**Given data**
Issue #27527, opened 2022-01-05
Core/Quest - incorrect answer when sharing a quest to a group.


kvolk2git:
### Description

If you are trying to share a quest in a group and a player who is being offered a quest has already completed this quest and passed as a result, you will receive a message that the player already has this task instead of a message that the task has already been completed.

### Expected behaviour

https://github.com/TrinityCore/TrinityCore/blob/3.3.5/src/server/game/Handlers/QuestHandler.cpp

This code snippet does not work as intended

        if (!receiver->SatisfyQuestStatus(quest, false))
        {
            sender->SendPushToPartyResponse(receiver, QUEST_PARTY_MSG_HAVE_QUEST);
            continue;
        }

        if (receiver->GetQuestStatus(questId) == QUEST_STATUS_COMPLETE)
        {
            sender->SendPushToPartyResponse(receiver, QUEST_PARTY_MSG_FINISH_QUEST);
            continue;
        }

### Steps to reproduce the problem

1. create 2 character
2. take the some quest 
3. share this quest and look answer
4. on first character complete and pass the quest
5. on second character again share quest and look answer

### Branch

3.3.5

### TC rev. hash/commit

e470a23a2f09

### Operating system

any

### Custom changes

none

kvolk2git:
I started to deal with the code and came to the conclusion that the Player::SatisfyQuestStatus is not working properly.
In the file https://github.com/TrinityCore/TrinityCore/blob/3.3.5/src/server/game/Quests/QuestDef.h possible quest statuses are described:

enum QuestStatus : uint8
{
    QUEST_STATUS_NONE           = 0,
    QUEST_STATUS_COMPLETE       = 1,
    //QUEST_STATUS_UNAVAILABLE    = 2,
    QUEST_STATUS_INCOMPLETE     = 3,
    //QUEST_STATUS_AVAILABLE      = 4,
    QUEST_STATUS_FAILED         = 5,
    QUEST_STATUS_REWARDED       = 6,        // Not used in DB
    MAX_QUEST_STATUS
};

In the file https://github.com/TrinityCore/TrinityCore/blob/3.3.5/src/server/game/Entities/Player/Player.cpp the code snippet will return false:
bool Player::SatisfyQuestStatus(Quest const* qInfo, bool msg) const
{
    if (GetQuestStatus(qInfo->GetQuestId()) == QUEST_STATUS_REWARDED)
    {
        if (msg)
        {
[...]

PR #27528, opened 2022-01-05
Core/Quest - fix incorrect answer when sharing

kvolk2git:
**Changes proposed:**

-  fix incorrect answer when sharing quest anв quest is complete from other players

**Issues addressed:**

Closes #  (#27527)


kvolk2git:
incorrect design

**Required work**
Each record above has to be set down again, exactly and completely.

**Answer section**
Issue #27527, opened 2022-01-05
Core/Quest - incorrect answer when sharing a quest to a group.


kvolk2git:
### Description

If you are trying to share a quest in a group and a player who is being offered a quest has already completed this quest and passed as a result, you will receive a message that the player already has this task instead of a message that the task has already been completed.

### Expected behaviour

https://github.com/TrinityCore/TrinityCore/blob/3.3.5/src/server/game/Handlers/QuestHandler.cpp

This code snippet does not work as intended

        if (!receiver->SatisfyQuestStatus(quest, false))
        {
            sender->SendPushToPartyResponse(receiver, QUEST_PARTY_MSG_HAVE_QUEST);
            continue;
        }

        if (receiver->GetQuestStatus(questId) == QUEST_STATUS_COMPLETE)
        {
            sender->SendPushToPartyResponse(receiver, QUEST_PARTY_MSG_FINISH_QUEST);
            continue;
        }

### Steps to reproduce the problem

1. create 2 character
2. take the some quest 
3. share this quest and look answer
4. on first character complete and pass the quest
5. on second character again share quest and look answer

### Branch

3.3.5

### TC rev. hash/commit

e470a23a2f09

### Operating system

any

### Custom changes

none

kvolk2git:
I started to deal with the code and came to the conclusion that the Player::SatisfyQuestStatus is not working properly.
In the file https://github.com/TrinityCore/TrinityCore/blob/3.3.5/src/server/game/Quests/QuestDef.h possible quest statuses are described:

enum QuestStatus : uint8
{
    QUEST_STATUS_NONE           = 0,
    QUEST_STATUS_COMPLETE       = 1,
    //QUEST_STATUS_UNAVAILABLE    = 2,
    QUEST_STATUS_INCOMPLETE     = 3,
    //QUEST_STATUS_AVAILABLE      = 4,
    QUEST_STATUS_FAILED         = 5,
    QUEST_STATUS_REWARDED       = 6,        // Not used in DB
    MAX_QUEST_STATUS
};

In the file https://github.com/TrinityCore/TrinityCore/blob/3.3.5/src/server/game/Entities/Player/Player.cpp the code snippet will return false:
bool Player::SatisfyQuestStatus(Quest const* qInfo, bool msg) const
{
    if (GetQuestStatus(qInfo->GetQuestId()) == QUEST_STATUS_REWARDED)
    {
        if (msg)
        {
[...]

PR #27528, opened 2022-01-05
Core/Quest - fix incorrect answer when sharing

kvolk2git:
**Changes proposed:**

-  fix incorrect answer when sharing quest anв quest is complete from other players

**Issues addressed:**

Closes #  (#27527)


kvolk2git:
incorrect design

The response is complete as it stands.